** Opening DATA block **

PR #4003, opened 2026-09-04
additional tests and other improvements for SPV_INTEL_16bit_atomics

bashbaug:
This PR adds some additional tests for SPV_INTEL_16bit_atomics and some improvements to pass the new tests.

### DIFF
--- a/lib/SPIRV/libSPIRV/SPIRVInstruction.h
+++ b/lib/SPIRV/libSPIRV/SPIRVInstruction.h
@@ -3053,6 +3053,36 @@ _SPIRV_OP(PowN, true, 11)
 
 class SPIRVAtomicInstBase : public SPIRVInstTemplateBase {
 public:
+  // SPV_INTEL_16bit_atomics allows bfloat16 only for this subset of the atomic
+  // instructions; notably, compare-exchange is not included.
+  static bool allowsBFloat16(Op OC) {
+    switch (OC) {
+    case OpAtomicLoad:
+    case OpAtomicStore:
+    case OpAtomicExchange:
+    case OpAtomicFAddEXT:
+    case OpAtomicFMinEXT:
+    case OpAtomicFMaxEXT:
+      return true;
+    default:
+      return false;
+    }
+  }
+
+  bool isBFloat16Atomic() const {
+    return hasType() && getType()->isTypeFloat(16, FPEncodingBFloat16KHR);
+  }
+
+  bool isInt16Atomic() const { return hasType() && getType()->isTypeInt(16); }
+
+  std::optional<ExtensionID> getRequiredExtension() const override {
+    // The OpenCL SPIR-V environment permits only 32-bit atomics, widened to
+    // 64-bit by Int64Atomics, so any 16-bit atomic requires the extension.
+    if (isInt16Atomic() || (isBFloat16Atomic() && allowsBFloat16(OpCode)))
+      return ExtensionID::SPV_INTEL_16bit_atomics;
+    return SPIRVInstTemplateBase::getRequiredExtension();
+  }
+
   SPIRVCapVec getRequiredCapability() const override {
     // Most of the atomic instructions require a specific capability when
     // operating on 64-bit integers.
@@ -3065,12 +3095,8 @@ public:
     if (hasType()) {
       if (getType()->isTypeInt(64))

** Closing DATA block **

## [TASK DIRECTIONS]
Every line above that contains the word "tests" should be reported.

## [ANSWER FOR THIS EXERCISE]
additional tests and other improvements for SPV_INTEL_16bit_atomics
This PR adds some additional tests for SPV_INTEL_16bit_atomics and some improvements to pass the new tests.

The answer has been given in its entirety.